Se acts as an essential cofactor required to activate several enzyme systems in the human body. It also displays antioxidative properties. It is a component of the glutathione peroxidase, which disables the oxygen-free radicals [19, 29]. Therefore, selenium could be efficacious in preventing disorders attributed to oxidative stress. The Se level in the present research did not differ significantly between the control group and the examined group. The observed levels spanned noticeably. Among the myopic patients, the median Se level was 1.5 times higher in boys than in girls.

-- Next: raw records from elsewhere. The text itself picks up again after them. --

PR #148, opened 2022-08-09
positionable Floaty/Panel

twrichards:
https://trello.com/c/1uT2Mdth/194-pinboard-positionable-floaty-panel

Following feedback from users (along with our own observations/suspicions) its necessary to be able to move the pinboard floaty/panel sometimes (e.g. to see info in the grid in the right sidebar).

## Requirements
- persists between reloads (per domain, so it can be different for composer vs grid for example)
- panel sits appropriately w.r.t. the floaty, depending on which quadrant of the screen the floaty is placed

Mn is a trace element essential for the synthesis of collagen, it also builds manganese-dependent superoxide dismutase (MnSOD) [8, 30]. MnSOD is the most significant antioxidant enzyme in protecting against reactive oxygen species in the human body. Regarding Mn level, we did not observe statistically significant differences between the two groups. Similarly, in our previous study, we did not observe differences in serum concentration of manganese in the study and the control group [29]. Both Se and Mn concentrations in the hair of myopic subjects were examined, to our knowledge, for the first time, so more extensive research is necessary to validate their role in the pathogenesis in myopia.

The current study has some limitations, one being the small sample size. Another limitation was the lack of randomization. Additionally, we have no nutritional assessment and no information about environmental and occupational exposures; therefore, further research is needed on the role of trace elements in myopia.

5. Conclusions

Although the idea of measuring trace elements in young myopic subjects’ hair is tempting, the present study shows that only Zn hair level was higher in comparison to the control group. At the same time, in the studied patients, there were no significant differences in hair concentration of Cu, Se, and Mn in comparison to the control group. From these results, we concluded that excess zinc in the hair of children and adolescents with myopia may be associated with the development and progression of myopia; however, further studies are needed to determine the effect of trace elements on children myopia.

Data Availability

The data used to support the findings of this study are available from the corresponding author upon request.

Conflicts of Interest

The authors declare that there are no conflicts of interest regarding the publication of this article.

Acknowledgments

The presented paper was financially supported by the Polish Ministry of Science and Higher Education (grant no. N/ST/ZB/17/001/1169).